Another interesting metric is the *confusion matrix*, which indicates
how often any two items are mixed-up. The confusion matrix of a perfect
classifier would only have nonzero entries on the diagonal, with zeros
on the off-diagonal.

```
print(metrics.confusion_matrix(y_test, y_pred))
```

```
[[4 0 0 ... 0 0 0]
[0 4 0 ... 0 0 0]
[0 0 2 ... 0 0 0]
...
[0 0 0 ... 3 0 0]
[0 0 0 ... 0 1 0]
[0 0 0 ... 0 0 3]]
```

## Pipelining¶

Above we used PCA as a pre-processing step before applying our support
vector machine classifier. Plugging the output of one estimator directly
into the input of a second estimator is a commonly used pattern; for
this reason scikit-learn provides a `Pipeline`

object which automates
this process. The above problem can be re-expressed as a pipeline as
follows:

```
from sklearn.pipeline import Pipeline
```

```
clf = Pipeline([('pca', decomposition.PCA(n_components=150, whiten=True, svd_solver='randomized')),
('svm', svm.LinearSVC(C=1.0))])
```

```
clf.fit(X_train, y_train)
```

```
Pipeline(memory=None,
steps=[('pca', PCA(copy=True, iterated_power='auto', n_components=150, random_state=None,
svd_solver='randomized', tol=0.0, whiten=True)), ('svm', LinearSVC(C=1.0, class_weight=None, dual=True, fit_intercept=True,
intercept_scaling=1, loss='squared_hinge', max_iter=1000,
multi_class='ovr', penalty='l2', random_state=None, tol=0.0001,
verbose=0))])
```

```
y_pred = clf.predict(X_test)
```

```
print(metrics.confusion_matrix(y_pred, y_test))
```

```
[[3 0 0 ... 0 0 0]
[0 4 0 ... 0 0 0]
[0 0 1 ... 0 0 0]
...
[1 0 0 ... 3 0 0]
[0 0 0 ... 0 1 0]
[0 0 0 ... 0 0 3]]
```

The results are not identical because we used the randomized version of the PCA – because the projection varies slightly each time, the results vary slightly as well.

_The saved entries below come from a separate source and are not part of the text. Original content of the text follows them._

PR #12358, opened 2022-02-03
[Prototype] Use UIA notifications for text output

carlos-zamora:
## Summary of the Pull Request
This change makes Windows Terminal raise a `RaiseNotificationEvent()` ([docs](https://docs.microsoft.com/en-us/uwp/api/windows.ui.xaml.automation.peers.automationpeer.raisenotificationevent?view=winrt-22000)) for new text output to the buffer.

This is intended to help Narrator identify what new output appears and reduce the workload of diffing the buffer when a `TextChanged` event occurs.

## Detailed Description of the Pull Request / Additional comments
The flow of the event occurs as follows:
- `TextBuffer::WriteLine()`
   - New text is output to the text buffer. Notify the renderer that we have new text (and what that text is).
- `Renderer::TriggerNewTextNotification()`
   - Cycle through all the rendering engines and tell them to notify handle the new text output.
   - None of the rendering engines _except_ `UiaEngine` has it implemented, so really we're just notifying UIA.
- `UiaEngine::NotifyNewText()`
   - Concatenate any new output into a string.
   - When we're done painting, tell the notification system to actually notify of new events occurring and clear any stored output text. That way, we're ready for the next renderer frame.
- `InteractivityAutomationPeer::NotifyNewOutput()` --> `TermControlAutomationPeer::NotifyNewOutput`
   - NOTE: these are split because of the in-proc and out-of-proc separation of the buffer.
   - Actually `RaiseNotificationEvent()` for the new text output.

## Test cases
- [ ] Base case: "echo hello"
- [ ] Partial line change
- [ ] Passwords (needs Automation Client side work)
- [ ] Scrolling (should be unaffected)
- [ ] Large output

PR #16105, opened 2023-10-05
Fix UIA and marks regressions due to cooked read

### LINKED ISSUE #16034: [1.19] Shell integration marks are totally in the wrong place
This was on 
Windows Terminal Canary
Version: 1.19.2643.0

shell-integration-crazy-wrong

Looks like the marks are like... off by one?

Possible culprits:
* #16006
* #15991 - 41f7ed73c - Nope, just reverting that didn't work.
* #15935 - 741633e - Nope, not this one either
* #15701 - 74748394c not this one

### LINKED ISSUE #16044: [1.19] Serious regression in UIA notifications support (typed characters are sent as notifications)
On Windows Terminal 1.19.2682.0 on Windows 11 22631.2338, a UIA notification for the current line is sent on every typed character. Since NVDA echos typed characters based on the user setting (each character/word/none at all), this is **extremely** disruptive.

The GitHub form didn't appear for me for some reason, happy to include any detail I've omitted. Please don't close this without further acknowledgement or engagement!

lhecker:
The initial cooked read (= conhost readline) rewrite had two flaws:
* Using viewport scrolls under ConPTY to avoid emitting newlines resulted in various bugs around marks, coloring, etc. It's still somewhat unclear why this happened, but the next issue is related and much worse.
* Rewriting the input line every time causes problems with accessibility tools, as they'll re-announce unchanged parts again and again.

The solution to these is to simply stop writing the unchanged parts of the prompt. To do this, code was added to measure the size of text without actually inserting them into the buffer. Since this meant that the "interactive" mode of `WriteCharsLegacy` would need to be duplicated for the new code, I instead moved those parts into `COOKED_READ_DATA`. That way we can now have the interactive transform of the prompt (= Ctrl+C -> ^C) and the two text functions (measure text & actually write text) are now agnostic to this transformation.

Closes #16034
Closes #16044

## Validation Steps Performed
* A vision impaired user checked it out and it seemed fine ✅


carlos-zamora:
Tested output from `ls` and `ping bing.com` and it seems to work fine with Narrator and NVDA. My build of NVDA might not be using UIA notifications though.

Sent a build to @codeofdusk so he can test it just in case. If you find anything, feel free to throw the feedback in here 😊

DHowett:
> Tested output from `ls` and `ping bing.com` and it seems to work fine

For what it's worth, this change (and the bug it fixes) is in _input_ in CMD/python/etc. and not _output_.

carlos-zamora:
> Tested output from `ls` and `ping bing.com` and it seems to work fine with Narrator and NVDA. My build of NVDA might not be using UIA notifications though.
> 
> Sent a build to @codeofdusk so he can test it just in case. If you find anything, feel free to throw the feedback in here 😊

I'm going on vacation for a few days, but I got a chance to chat with Bill so I want to share some notes from our chat:
- What is the problem?
   - A while back ([this PR](https://github.com/microsoft/terminal/pull/12358)) we made Windows Terminal dispatch a UIA notification on new output. This is great! It fixed Narrator and it provided a glimpse of a future where screen readers wouldn't necessarily need to rely on diffing the buffer so much (which is slow and expensive, especially when Terminal already knows what's being output). NVDA has specific logic/settings to handle these notifications, and is even experimenting with ignoring text changed events (events that signify that the text buffer changed contents, without providing specific details of what exactly changed). It still has some quirks to figure out (like it reads passwords out as you type them, etc.), which is why it's currently hidden behind a setting.
   - Anyways, one problem that this PR had to work around was a "local echo". Basically, as you type in chars, we would send out a UIA notification for the character being rendered to the screen, and NVDA would _additionally_ read the typed character. This would result in each character being read twice. There's some special logic in the PR [here](https://github.com/microsoft/terminal/blob/544cdd78afe17323f879ef3f6662eef87e6c7611/src/cascadia/TerminalControl/TermControlAutomationPeer.cpp#L212-L237) that tries to find the common prefix and suppresses those notifications (or at least some of the content from the notification).
- Long Term recommendation (not as relevant, but still worth including _somewhere_):
   - long-term, an idea is to add a side channel (either via a custom event or UIA pattern) to tell NVDA what chars are echoed
- Regression-specific notes:
   - I sat down and tested this build with him. We found that it's fixed in CMD but broken in PowerShell.
   - Good way to test it:
      - Get NVDA (I recommend you get the latest beta [here](https://www.nvaccess.org/files/nvda/snapshots/), it'll update and stay on that channel when there's one available; you'll get a notification when NVDA starts up)
         - during installation, one of the popups may ask if you want to set Caps Lock as the NVDA key. Make sure you check that box!
      - After installing it, run NVDA and open the settings and change them as described here:
         - in system menu (taskbar), right click on NVDA > Preferences > Settings...
         - Go to Advanced page
         - Check the "I understand that changing these settings..." box
         - Under "Terminal programs" set "Speak new text in Windows Terminal via:" to UIA notifications
      - Now, let's actually test it! Open up Terminal and the shell you want to test
      - NOTE: when I say "NVDA" as a key, I mean press the Caps Lock key (Caps Lock == NVDA key)
      - press NVDA+2 until NVDA says "\<something\> off"
      - press NVDA+3 until NVDA says "\<something\> off"
      - Now, when you type, you should get no feedback! We essentially disabled the NVDA side of the "local echo" (the one that isn't from the UIA notification)
      - Additionally, when you press backspace, it should still read out what got deleted
      - if you want to know what the expected behavior should be, open up notepad or ms word. It does just that!

Hope this helps!

lhecker:
Thanks for testing this PR in my absence! And thanks for the NVDA instructions. :)

> I sat down and tested this build with him. We found that it's fixed in CMD but broken in PowerShell.

That means the issue is fixed by this PR, right? Since PowerShell has its own readline implementation...

src/host/readDataCooked.cpp
```diff
@@ -11,6 +11,9 @@
 #include "_stream.h"
 #include "../interactivity/inc/ServiceLocator.hpp"
 
+#define _buffer DONT_USE_ME
+#define _bufferCursor DONT_USE_ME
```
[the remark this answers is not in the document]
DHowett: clever! wil also added a special thing you can use to override a local.

```
hide_name _buffer;
```

except it applies inside a function scope, so it's not applicable here

DHowett (approved):
I think I understand this! Which is a miracle.

src/host/_stream.cpp
```diff
@@ -70,42 +70,19 @@ static void AdjustCursorPosition(SCREEN_INFORMATION& screenInfo, _In_ til::point
...
-        const auto needsConPTYWorkaround = interactive && vtIo->IsUsingVt();
         auto& buffer = screenInfo.GetTextBuffer();
-        const auto isActiveBuffer = buffer.IsActiveBuffer();
+        buffer.IncrementCircularBuffer(buffer.GetCurrentAttributes());
 
-        // ConPTY translates scrolling into newlines. We don't want that during cooked reads (= "cmd.exe prompts")
-        // because the entire prompt is supposed to fit into the VT viewport, with no scrollback. If we didn't do that,
-        // any prompt larger than the viewport will cause >1 lines to be added to scrollback, even if typing backspaces.
-        // You can test this by removing this branch, launch Windows Terminal, and fill the entire viewport with text in cmd.exe.
-        if (needsConPTYWorkaround)
```
zadjii-msft, line 83: note to self: this branch was removed. That seems good

src/host/_stream.cpp
```diff
@@ -70,42 +70,19 @@ static void AdjustCursorPosition(SCREEN_INFORMATION& screenInfo, _In_ til::point
...
-            buffer.SetAsActiveBuffer(isActiveBuffer);
-
-            if (isActiveBuffer && renderer)
+            if (const auto notifier = ServiceLocator::LocateAccessibilityNotifier())
             {
-                renderer->TriggerRedrawAll();
+                notifier->NotifyConsoleUpdateScrollEvent(0, -1);
             }
-        }
-        else
```
zadjii-msft, line 94: this branch is the same

src/host/_stream.cpp
```diff
@@ -128,15 +105,11 @@ static void AdjustCursorPosition(SCREEN_INFORMATION& screenInfo, _In_ til::point
         LOG_IF_FAILED(screenInfo.SetViewportOrigin(false, WindowOrigin, true));
     }
 
-    if (interactive)
-    {
-        screenInfo.MakeCursorVisible(coordCursor);
```
zadjii-msft, line 133: this was removed, but was only ever used for 
* `COOKED_READ_DATA::_writeChars`
* `COOKED_READ_DATA::_handlePostCharInputLoop`

src/host/_stream.cpp
```diff
@@ -223,35 +197,24 @@ void WriteCharsLegacy(SCREEN_INFORMATION& screenInfo, const std::wstring_view& t
...
-                }
-                _writeCharsLegacyUnprocessed(screenInfo, { &tabSpaces[0], 1 }, interactive, psScrollY);
+                _writeCharsLegacyUnprocessed(screenInfo, { &tabSpaces[0], 1 }, psScrollY);
                 continue;
             case UNICODE_BELL:
-                if (interactive)
-                {
-                    break;
-                }
                 std::ignore = screenInfo.SendNotifyBeep();
```
zadjii-msft, line 203: note: interesting, we didn't beep if we were interactive before. Interesting?

zadjii-msft: same with the null above, obv.

zadjii-msft (commented):
8/11. Sorry, should have gotten to this sooner. Got to 5pm and ran out of time

zadjii-msft (approved):
okay you're right this was quite repetitive even if you really have to squint a lot

src/buffer/out/textBuffer.cpp
```diff
@@ -416,6 +416,88 @@ size_t TextBuffer::GraphemePrev(const std::wstring_view& chars, size_t position)
...
+        // `columns == columnLimit` they will line-wrap and continue inserting into the next row.
+        if (col > columnLimit)
+        {
+            columns = columnLimit;
+            return gsl::narrow_cast<size_t>(it - beg);
+        }
+
+        // But if we simply ran out of text we just need to return the actual number of columns.
+        it += len;
+        if (it == end)
```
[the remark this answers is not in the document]
lhecker: `len` is either 1 or 2 depending on whether the current code point is a surrogate pair. A few lines above, `len` is only set to 2 if `it + 1 != end` which means that `it += 2` is safe.

src/host/readDataCooked.cpp
```diff
@@ -11,6 +11,9 @@
 #include "_stream.h"
 #include "../interactivity/inc/ServiceLocator.hpp"
 
+#define _buffer DONT_USE_ME
```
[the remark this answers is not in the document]
lhecker: I could do that. I've been thinking about doing it for a bit and there's no particular reason why I picked this approach over writing a wrapper class. It was just what came to my mind first.

If this PR isn't accidentally merged in the next day, I'll try to write a wrapper class and push it. :)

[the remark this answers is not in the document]
lhecker: I've just pushed a commit where I'm now using a wrapper class to track `dirtyBeg`.

src/host/readDataCooked.hpp
```diff
@@ -49,6 +49,38 @@ class COOKED_READ_DATA final : public ReadData
         DoneWithCarriageReturn,
     };
 
+    // A helper struct to ensure we keep track of _dirtyBeg while the
+    // underlying _buffer is being modified by COOKED_READ_DATA.
+    struct BufferState
+    {
+        const std::wstring& Get() const noexcept;
+        std::wstring Extract() noexcept
```
DHowett, line 57: does this signature offer the right move guarantees? you don't need to return an rvalue ref, do you?

src/host/readDataCooked.cpp
```diff
@@ -605,15 +680,13 @@ void COOKED_READ_DATA::_handleVkey(uint16_t vkey, DWORD modifiers)
...
-#undef _buffer
-#undef _bufferCursor
-
 // Handles any tasks that need to be completed after the read input loop finishes,
 // like handling doskey aliases and converting the input to non-UTF16.
 void COOKED_READ_DATA::_handlePostCharInputLoop(const bool isUnicode, size_t& numBytes, ULONG& controlKeyState)
 {
     auto writer = _userBuffer;
-    std::wstring_view input{ _buffer };
+    auto buffer = _buffer.Extract();
```
DHowett, line 688: this code didn't used to destroy `_buffer` on all codepaths. now it does! is it OK to do so?

src/host/readDataCooked.hpp
lhecker: Due to RVO this should be more efficient I think. It's also probably a bit safer since it cannot result in stale pointers.

src/host/readDataCooked.cpp
lhecker: Yes, because this function can only be called once during the lifetime of the object instance.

## A Quick Note on Facial Recognition¶

Here we have used PCA “eigenfaces” as a pre-processing step for facial recognition. The reason we chose this is because PCA is a broadly-applicable technique, which can be useful for a wide array of data types. Research in the field of facial recognition in particular, however, has shown that other more specific feature extraction methods are can be much more effective.